In a short-term wave segment, if you are always too worried about a decline and eager to take profits too early, you may feel anxious when you see continued rises after taking profits. At this time, you need to remain calm:
1. If you have time to monitor the market in real-time, look for low points to enter between the intraday low and the historical high for a quick trade, specifically finding short-long points at the 1H lower band and 4H middle-lower band. If you find it troublesome, just wait for the next wave's low long point to enter. One to two trades a day is best, as new low-long opportunities arise every 12 hours. If you enter too frequently, you must execute quickly because you are trading between the day's lowest and highest points, which has very limited amplitude and thus limited profits. As soon as the price leaves this range, you will be trapped.
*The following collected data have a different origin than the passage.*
PR #1964, opened 2020-07-26
UI Changes

cor-rine:
Changes in this Diff include:
- global CSS variable for button width and height for posterity and future consistency
- updated the location of the `ColorPicker` to be within the Popover rather than beside the canvas color element
- adjusted padding so that the UI is a little more compact, optimizing the real-estate for maximum canvas use
- modified layout of file menu to be vertical instead of horizontal

Before:
Screen Shot 2020-07-25 at 11 23 23 PM

After:
Screen Shot 2020-07-25 at 11 23 49 PM

Annotated:  
Screen Shot 2020-07-25 at 11 23 49 PM

### DIFF
--- a/src/components/Actions.tsx
+++ b/src/components/Actions.tsx
@@ -164,7 +164,7 @@ export const ZoomActions = ({
       {renderAction("zoomIn")}
       {renderAction("zoomOut")}
       {renderAction("resetZoom")}
-      <div style={{ marginInlineStart: 4 }}>{(zoom * 100).toFixed(0)}%</div>
+      <div className="zoomValue">{(zoom * 100).toFixed(0)}%</div>
     </Stack.Row>
   </Stack.Col>
 );
--- a/src/components/ColorPicker.scss
+++ b/src/components/ColorPicker.scss
@@ -54,8 +54,8 @@
 
 .color-picker-swatch {
   position: relative;
-  height: 1.875rem;
-  width: 1.875rem;
+  height: var(--button-height);
+  width: var(--button-width);
   cursor: pointer;
   border-radius: 4px;
   margin: 0;
@@ -87,8 +87,8 @@
 
 .color-picker-hash {
   background: $oc-gray-3;
-  height: 1.875rem;
-  width: 1.875rem;
+  height: var(--button-height);
+  width: var(--button-width);
   :root[dir="ltr"] & {
     border-radius: 4px 0px 0px 4px;
   }
@@ -133,6 +133,7 @@
 
 .color-input-container {
   display: flex;
+  padding: 0.5rem;
 }
 
 .color-picker-input {
@@ -142,7 +143,7 @@
   color: $oc-gray-8;
   border: 0px;
   outline: none;
-  height: 1.75em;
+  height: 1.85rem; // a rem value needed here since var(--button-height) is too large
   box-shadow: $oc-gray-3 0px 0px 0px 1px inset;
   :root[dir="ltr"] & {
     border-radius: 0px 4px 4px 0px;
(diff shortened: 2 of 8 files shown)


dwelle:
Hello!

> modified layout of file menu to be vertical instead of horizontal

This one is not subtle at all :). Not only it looks weird in combination of the element properties menu, but it also reduces available height for the properties menu.

On my screen, the props menu don't fit anymore (and even if we add scrollbar, which we should, I wouldn't want to scroll every time I want to edit my elements):

image

lipis:
Looks weird..

cor-rine:
@dwelle - you're right in saying I should not have named this "subtle". Thanks for pointing that out.

"Weird" isn't exactly helpful feedback to address. I understand that anytime the UI changes, it will be unfamiliar, and so if that's what you mean by weird, then ok...

One of my main motivations for these changes was to:
- maximize the screen real estate on the canvas/drawing (which is also more inline with industry standard design tools like Photoshop/Illustrator/Figma/Sketch) so that people who are coming from those tools/programs already feel acquainted with Excalidraw, and know where to find tools and actions.

As such, Re: vertical layout of file/save menu, I found that the previous layout invaded the canvas space far too much, and so my thought was to clear it out of the way via vertical alignment.

Tucking the color selector for the background into the popover also assisted with this, _plus_ it is a far more standard UI element layout for color selection within design tools.

I recognize these changes are highly subjective. In order for me to contribute effectively, it would he helpful to hear what principles you are holding with respect to the interface, because I can't simply settle with abandoning this Diff because "it is weird". Sorry.

dwelle:
> "Weird" isn't exactly helpful feedback to address. I understand that anytime the UI changes, it will be unfamiliar, and so if that's what you mean by weird, then ok...

Fair. Aesthetics are inherently subjective, but I agree I should have assessed and described that emotion better :). Lemme try to expand:

1. What looks weird to me is how the menus flow together and the shape of the negative space they create:

    image

2. I'd argue that most people don't use up all available nooks and crannies on the screen. Rather, they stick to a rectangular shape.

    This is especially the case when some of the menus are floating/appear only in certain contexts, which is the case for our shape properties menu. Thus, I don't tend to use the empty space to the left because I know that once I start editing/drawing a shape, a menu will appear over it.

   image image

> One of my main motivations for these changes was to:
>
> -  maximize the screen real estate on the canvas/drawing (which is also more inline with industry standard design tools like Photoshop/Illustrator/Figma/Sketch) so that people who are coming from those tools/programs already feel acquainted with Excalidraw, and know where to find tools and actions.
>
> As such, Re: vertical layout of file/save menu, I found that the previous layout invaded the canvas space far too much, and so my thought was to clear it out of the way via vertical alignment.

As pointed above, I'd argue you have not gained much space (what space you gained mostly comes down to downsizing the menus, which we can apply even on current design).

In fact, you've lost space for the vertical shape properties menu. As I pointed in my previous comment, it doesn't fit on my screen. Also, when/if we add another tool to scene menu, it'd reduce the available vertical space even more.

Figma uses horizontal menu as well:

image

> Tucking the color selector for the background into the popover also assisted with this, plus it is a far more standard UI element layout for color selection within design tools.

I'd be inclined to hide it for the scene menu as I said above, but don't see much point in hiding it in the shape props menu.

> I recognize these changes are highly subjective. In order for me to contribute effectively, it would he helpful to hear what principles you are holding with respect to the interface, because I can't simply settle with abandoning this Diff because "it is weird". Sorry.

With respect to this PR this doesn't come down much to principles we have, but rather general UI/UX issues that would apply to any app. Hope the above points I made help us in having a productive discussion!

cor-rine:
Great explanation - thank you for expanding!

Glad you are seeing and considering negative space.

Glad you would argue usable are to be a rectangle - I actually try to think of the usable space to be the entire screen and see the menus as "floating" or "z-indexed" above the entire canvas.

Anyway, you've made me realize that my pull request seems lazy in the grand scheme of things. Maybe I will re-work and contribute more in the future...

Nice to meet you and thanks for your attention and care 👍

2. When the market is in a sideways range or a slow decline, meaning it is not in a continued downtrend, develop the habit of taking profits in batches and leaving a trailing position for low-long orders. This trailing position can generally be kept at 10-15%. When the market is good, after each small wave reaches the profit target, aim to leave 20%. The trailing position is to guard against continued rises after exceeding your profit target, allowing for chasing higher points on rebounds to avoid being left empty-handed after early profit-taking or being briefly trapped by a direct price drop. Keeping a trailing position in most conventional market conditions, as long as you add to your position near the next support, will not significantly affect your average cost price, and rebounds will easily yield floating profits. To avoid consecutive drops, set a breakeven stop-loss for each wave's trailing position and use a floating take profit.